WHAT THE TASK REQUIRES
Your answer should be the lines of the material that include the word "documented".

RECORDS PROVIDED
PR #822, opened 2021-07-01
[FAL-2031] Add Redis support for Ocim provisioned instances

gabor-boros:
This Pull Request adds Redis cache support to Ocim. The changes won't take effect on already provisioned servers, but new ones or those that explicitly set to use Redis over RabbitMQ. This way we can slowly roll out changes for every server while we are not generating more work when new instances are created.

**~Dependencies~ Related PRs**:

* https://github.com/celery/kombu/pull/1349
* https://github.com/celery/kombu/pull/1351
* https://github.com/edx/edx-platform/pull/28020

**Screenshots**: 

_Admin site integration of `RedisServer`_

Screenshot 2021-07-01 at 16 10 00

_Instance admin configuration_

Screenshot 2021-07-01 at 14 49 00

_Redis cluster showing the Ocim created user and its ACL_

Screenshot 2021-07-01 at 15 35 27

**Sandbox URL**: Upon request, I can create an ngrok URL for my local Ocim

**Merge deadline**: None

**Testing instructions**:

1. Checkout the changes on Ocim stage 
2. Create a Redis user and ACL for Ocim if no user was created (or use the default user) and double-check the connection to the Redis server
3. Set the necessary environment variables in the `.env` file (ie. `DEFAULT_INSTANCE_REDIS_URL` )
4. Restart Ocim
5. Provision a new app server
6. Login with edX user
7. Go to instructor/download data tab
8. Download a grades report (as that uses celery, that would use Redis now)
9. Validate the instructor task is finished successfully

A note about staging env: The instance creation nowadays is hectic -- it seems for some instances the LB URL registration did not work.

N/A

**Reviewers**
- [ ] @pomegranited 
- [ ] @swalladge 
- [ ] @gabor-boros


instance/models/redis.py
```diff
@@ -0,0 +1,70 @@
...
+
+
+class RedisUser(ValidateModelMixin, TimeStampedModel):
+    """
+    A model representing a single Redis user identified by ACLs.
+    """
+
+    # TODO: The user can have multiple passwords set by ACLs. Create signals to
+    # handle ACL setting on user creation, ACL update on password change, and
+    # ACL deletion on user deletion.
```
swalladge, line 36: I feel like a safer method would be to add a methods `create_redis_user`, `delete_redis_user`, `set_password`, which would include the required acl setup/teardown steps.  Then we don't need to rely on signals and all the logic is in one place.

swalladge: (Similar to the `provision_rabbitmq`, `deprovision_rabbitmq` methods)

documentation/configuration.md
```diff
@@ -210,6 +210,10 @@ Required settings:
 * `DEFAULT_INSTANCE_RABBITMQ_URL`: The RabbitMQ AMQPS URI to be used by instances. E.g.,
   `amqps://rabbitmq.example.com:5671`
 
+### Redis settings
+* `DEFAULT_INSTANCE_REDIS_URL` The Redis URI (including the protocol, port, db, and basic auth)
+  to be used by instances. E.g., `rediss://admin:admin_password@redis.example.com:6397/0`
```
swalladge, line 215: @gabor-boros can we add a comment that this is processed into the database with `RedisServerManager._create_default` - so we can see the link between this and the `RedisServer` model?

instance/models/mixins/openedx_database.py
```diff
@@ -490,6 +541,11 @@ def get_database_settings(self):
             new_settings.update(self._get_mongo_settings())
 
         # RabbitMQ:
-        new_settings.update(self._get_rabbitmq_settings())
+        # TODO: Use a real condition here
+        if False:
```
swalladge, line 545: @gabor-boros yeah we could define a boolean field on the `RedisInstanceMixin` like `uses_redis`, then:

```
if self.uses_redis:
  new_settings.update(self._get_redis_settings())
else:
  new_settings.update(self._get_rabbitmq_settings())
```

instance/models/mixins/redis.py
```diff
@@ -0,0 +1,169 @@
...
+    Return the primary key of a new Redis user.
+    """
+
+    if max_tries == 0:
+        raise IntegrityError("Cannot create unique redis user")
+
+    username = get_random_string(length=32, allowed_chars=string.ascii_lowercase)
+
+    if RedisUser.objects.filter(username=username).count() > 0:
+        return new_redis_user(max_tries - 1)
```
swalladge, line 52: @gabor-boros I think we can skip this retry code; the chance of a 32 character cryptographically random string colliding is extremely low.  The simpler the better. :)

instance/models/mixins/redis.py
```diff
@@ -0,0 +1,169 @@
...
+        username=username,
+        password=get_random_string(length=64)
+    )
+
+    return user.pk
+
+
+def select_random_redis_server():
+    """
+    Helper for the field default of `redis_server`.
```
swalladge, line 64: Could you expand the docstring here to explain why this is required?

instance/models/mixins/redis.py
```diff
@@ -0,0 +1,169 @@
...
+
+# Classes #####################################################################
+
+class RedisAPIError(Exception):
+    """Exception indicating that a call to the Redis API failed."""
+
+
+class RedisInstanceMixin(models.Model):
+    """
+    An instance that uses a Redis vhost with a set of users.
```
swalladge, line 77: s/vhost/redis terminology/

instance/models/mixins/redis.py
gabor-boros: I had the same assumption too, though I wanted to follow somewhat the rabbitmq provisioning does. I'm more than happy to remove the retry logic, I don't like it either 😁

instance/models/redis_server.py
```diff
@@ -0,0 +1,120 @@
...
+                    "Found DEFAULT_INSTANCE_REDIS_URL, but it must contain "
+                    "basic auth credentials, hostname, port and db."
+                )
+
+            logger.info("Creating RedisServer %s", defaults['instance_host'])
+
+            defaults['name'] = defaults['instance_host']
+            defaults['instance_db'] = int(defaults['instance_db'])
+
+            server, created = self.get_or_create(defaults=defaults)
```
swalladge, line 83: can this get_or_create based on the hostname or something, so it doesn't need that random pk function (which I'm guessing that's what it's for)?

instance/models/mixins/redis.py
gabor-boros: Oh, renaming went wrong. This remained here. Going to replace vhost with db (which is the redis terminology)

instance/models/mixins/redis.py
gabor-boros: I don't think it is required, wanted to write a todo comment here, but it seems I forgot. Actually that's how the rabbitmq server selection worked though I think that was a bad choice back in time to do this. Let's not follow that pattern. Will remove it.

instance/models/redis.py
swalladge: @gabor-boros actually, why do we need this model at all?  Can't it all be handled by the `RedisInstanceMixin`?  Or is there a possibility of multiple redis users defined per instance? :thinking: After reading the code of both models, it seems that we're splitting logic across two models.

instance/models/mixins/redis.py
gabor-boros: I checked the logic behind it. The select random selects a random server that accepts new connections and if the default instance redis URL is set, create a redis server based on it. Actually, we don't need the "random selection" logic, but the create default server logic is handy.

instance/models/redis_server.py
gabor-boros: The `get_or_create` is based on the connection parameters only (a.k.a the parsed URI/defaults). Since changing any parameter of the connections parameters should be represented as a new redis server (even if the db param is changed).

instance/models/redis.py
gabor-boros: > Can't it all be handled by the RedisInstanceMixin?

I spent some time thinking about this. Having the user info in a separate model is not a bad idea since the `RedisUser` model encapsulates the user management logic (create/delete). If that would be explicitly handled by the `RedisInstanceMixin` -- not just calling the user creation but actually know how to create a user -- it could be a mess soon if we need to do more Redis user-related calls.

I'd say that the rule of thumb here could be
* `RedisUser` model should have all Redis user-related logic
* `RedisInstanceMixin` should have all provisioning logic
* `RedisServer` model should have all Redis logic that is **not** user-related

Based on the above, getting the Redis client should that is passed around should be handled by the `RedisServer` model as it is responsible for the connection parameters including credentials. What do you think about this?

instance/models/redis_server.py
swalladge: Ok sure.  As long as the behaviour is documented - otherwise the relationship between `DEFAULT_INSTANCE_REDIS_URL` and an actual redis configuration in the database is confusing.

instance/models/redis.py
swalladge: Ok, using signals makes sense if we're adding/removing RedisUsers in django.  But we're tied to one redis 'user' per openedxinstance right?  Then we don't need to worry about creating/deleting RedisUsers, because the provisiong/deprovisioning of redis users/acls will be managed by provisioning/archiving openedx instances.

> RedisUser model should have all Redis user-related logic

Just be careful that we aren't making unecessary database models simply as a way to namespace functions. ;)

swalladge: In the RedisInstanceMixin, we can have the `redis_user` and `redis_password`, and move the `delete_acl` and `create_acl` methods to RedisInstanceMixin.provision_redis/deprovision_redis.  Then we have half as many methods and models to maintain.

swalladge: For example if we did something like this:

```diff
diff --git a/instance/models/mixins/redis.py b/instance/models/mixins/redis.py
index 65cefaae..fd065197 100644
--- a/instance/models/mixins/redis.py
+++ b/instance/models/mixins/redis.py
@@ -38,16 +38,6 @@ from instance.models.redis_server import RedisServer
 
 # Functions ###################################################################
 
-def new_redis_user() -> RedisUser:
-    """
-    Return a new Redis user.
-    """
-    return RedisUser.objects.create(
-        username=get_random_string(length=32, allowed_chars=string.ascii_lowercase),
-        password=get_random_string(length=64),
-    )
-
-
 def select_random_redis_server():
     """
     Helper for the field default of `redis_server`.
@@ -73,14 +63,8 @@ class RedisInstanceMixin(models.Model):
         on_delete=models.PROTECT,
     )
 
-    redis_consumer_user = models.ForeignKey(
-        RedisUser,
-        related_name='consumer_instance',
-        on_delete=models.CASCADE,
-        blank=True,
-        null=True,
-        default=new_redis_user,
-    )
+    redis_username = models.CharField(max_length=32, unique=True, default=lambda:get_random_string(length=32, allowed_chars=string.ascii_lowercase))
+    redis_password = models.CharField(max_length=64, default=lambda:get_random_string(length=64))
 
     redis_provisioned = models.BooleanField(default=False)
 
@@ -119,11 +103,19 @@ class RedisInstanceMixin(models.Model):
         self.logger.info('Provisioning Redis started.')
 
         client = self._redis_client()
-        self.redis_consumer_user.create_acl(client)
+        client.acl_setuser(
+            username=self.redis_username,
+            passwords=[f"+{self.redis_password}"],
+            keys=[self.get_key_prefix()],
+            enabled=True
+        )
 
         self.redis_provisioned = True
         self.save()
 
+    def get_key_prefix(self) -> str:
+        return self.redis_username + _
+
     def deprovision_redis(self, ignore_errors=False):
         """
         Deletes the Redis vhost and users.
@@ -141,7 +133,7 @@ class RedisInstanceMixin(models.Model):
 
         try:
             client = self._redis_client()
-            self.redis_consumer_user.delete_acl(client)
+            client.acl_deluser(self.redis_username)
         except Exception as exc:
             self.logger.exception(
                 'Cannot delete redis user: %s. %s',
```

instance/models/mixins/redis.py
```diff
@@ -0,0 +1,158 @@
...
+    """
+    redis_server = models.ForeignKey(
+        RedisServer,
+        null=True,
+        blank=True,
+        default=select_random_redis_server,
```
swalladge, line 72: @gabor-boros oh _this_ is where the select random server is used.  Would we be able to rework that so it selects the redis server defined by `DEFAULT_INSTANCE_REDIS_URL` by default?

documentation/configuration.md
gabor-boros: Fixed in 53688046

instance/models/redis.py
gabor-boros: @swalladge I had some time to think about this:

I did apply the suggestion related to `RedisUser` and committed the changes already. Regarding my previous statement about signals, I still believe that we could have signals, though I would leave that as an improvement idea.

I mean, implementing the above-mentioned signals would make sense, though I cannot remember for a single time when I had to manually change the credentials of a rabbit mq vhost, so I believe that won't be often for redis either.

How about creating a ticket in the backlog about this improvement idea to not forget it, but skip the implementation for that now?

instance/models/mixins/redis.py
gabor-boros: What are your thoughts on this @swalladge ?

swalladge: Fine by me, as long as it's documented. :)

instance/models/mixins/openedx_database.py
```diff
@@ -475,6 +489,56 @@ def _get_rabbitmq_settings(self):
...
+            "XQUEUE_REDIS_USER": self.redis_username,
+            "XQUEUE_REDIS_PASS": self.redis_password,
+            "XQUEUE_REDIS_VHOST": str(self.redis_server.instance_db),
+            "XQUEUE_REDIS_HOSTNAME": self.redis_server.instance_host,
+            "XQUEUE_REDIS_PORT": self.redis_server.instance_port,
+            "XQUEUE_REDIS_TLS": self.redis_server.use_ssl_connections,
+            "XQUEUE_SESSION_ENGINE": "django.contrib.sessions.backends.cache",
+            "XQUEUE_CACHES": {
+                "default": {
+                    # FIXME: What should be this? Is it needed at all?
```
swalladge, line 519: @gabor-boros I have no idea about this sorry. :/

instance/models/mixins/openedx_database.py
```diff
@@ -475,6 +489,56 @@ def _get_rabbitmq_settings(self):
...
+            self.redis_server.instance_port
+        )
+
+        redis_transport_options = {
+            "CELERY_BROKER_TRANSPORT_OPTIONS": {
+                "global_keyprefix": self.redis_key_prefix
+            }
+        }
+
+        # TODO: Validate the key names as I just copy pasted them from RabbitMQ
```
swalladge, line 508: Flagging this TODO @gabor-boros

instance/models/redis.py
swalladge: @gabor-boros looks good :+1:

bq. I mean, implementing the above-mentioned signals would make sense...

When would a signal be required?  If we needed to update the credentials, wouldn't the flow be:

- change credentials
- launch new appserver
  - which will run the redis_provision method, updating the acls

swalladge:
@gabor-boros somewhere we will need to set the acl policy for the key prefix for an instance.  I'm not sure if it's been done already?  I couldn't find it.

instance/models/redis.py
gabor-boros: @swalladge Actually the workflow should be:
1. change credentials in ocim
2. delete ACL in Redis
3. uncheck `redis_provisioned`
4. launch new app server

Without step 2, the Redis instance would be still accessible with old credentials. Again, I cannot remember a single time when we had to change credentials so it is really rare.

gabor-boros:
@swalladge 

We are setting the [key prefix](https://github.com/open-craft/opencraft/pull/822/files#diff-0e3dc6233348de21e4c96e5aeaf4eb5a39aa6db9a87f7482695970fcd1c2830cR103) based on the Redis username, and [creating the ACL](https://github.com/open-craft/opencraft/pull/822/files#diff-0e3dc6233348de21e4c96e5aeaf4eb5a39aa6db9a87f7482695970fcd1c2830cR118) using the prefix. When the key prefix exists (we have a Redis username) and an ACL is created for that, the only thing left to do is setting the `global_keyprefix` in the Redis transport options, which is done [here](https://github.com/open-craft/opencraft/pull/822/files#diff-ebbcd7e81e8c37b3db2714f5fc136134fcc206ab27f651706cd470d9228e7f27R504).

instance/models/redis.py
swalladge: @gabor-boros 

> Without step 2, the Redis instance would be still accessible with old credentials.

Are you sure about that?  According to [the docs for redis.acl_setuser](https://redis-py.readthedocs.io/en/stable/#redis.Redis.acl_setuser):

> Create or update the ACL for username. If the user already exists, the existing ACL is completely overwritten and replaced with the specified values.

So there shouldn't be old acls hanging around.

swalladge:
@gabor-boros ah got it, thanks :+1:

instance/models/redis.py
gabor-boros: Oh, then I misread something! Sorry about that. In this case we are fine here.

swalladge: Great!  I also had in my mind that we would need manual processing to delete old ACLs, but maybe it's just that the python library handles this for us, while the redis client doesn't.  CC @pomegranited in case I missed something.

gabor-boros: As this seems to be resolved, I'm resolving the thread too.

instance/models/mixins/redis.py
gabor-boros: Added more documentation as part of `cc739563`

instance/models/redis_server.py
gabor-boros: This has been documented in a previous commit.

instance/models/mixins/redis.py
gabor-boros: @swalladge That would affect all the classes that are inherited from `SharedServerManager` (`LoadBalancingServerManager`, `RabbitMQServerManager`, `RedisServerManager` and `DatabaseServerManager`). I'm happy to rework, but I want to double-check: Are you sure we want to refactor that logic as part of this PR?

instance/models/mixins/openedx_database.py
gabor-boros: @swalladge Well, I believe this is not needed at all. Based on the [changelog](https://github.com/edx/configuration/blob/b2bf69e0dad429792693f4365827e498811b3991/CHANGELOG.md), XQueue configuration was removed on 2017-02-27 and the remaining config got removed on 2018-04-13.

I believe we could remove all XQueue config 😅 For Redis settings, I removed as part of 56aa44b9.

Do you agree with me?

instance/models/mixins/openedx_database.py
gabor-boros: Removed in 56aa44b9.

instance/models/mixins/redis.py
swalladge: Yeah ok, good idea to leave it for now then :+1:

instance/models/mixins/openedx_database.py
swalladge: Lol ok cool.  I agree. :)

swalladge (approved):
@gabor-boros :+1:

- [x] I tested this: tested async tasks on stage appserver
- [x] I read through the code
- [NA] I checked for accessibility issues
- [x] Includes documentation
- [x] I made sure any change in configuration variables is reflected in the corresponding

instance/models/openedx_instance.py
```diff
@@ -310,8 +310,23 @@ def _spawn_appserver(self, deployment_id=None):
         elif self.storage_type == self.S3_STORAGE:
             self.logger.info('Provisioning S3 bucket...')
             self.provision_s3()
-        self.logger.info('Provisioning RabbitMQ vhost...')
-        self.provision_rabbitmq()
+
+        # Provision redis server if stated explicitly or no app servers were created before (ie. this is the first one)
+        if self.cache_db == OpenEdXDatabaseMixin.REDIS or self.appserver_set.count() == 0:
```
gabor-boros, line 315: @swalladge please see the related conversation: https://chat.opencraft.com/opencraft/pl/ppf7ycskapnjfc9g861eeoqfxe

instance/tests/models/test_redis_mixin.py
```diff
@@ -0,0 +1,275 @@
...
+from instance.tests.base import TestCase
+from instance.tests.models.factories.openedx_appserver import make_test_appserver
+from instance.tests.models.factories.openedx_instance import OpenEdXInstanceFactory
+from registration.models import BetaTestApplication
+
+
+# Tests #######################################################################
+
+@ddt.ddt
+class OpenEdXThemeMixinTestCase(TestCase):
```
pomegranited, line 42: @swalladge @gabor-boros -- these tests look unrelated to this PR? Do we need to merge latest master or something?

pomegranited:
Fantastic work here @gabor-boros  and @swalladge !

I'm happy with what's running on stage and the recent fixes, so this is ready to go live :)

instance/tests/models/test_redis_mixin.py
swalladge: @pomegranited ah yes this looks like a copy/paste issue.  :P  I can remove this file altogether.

REPLY TO THE TASK
swalladge: Ok sure.  As long as the behaviour is documented - otherwise the relationship between `DEFAULT_INSTANCE_REDIS_URL` and an actual redis configuration in the database is confusing.
swalladge: Fine by me, as long as it's documented. :)
gabor-boros: This has been documented in a previous commit.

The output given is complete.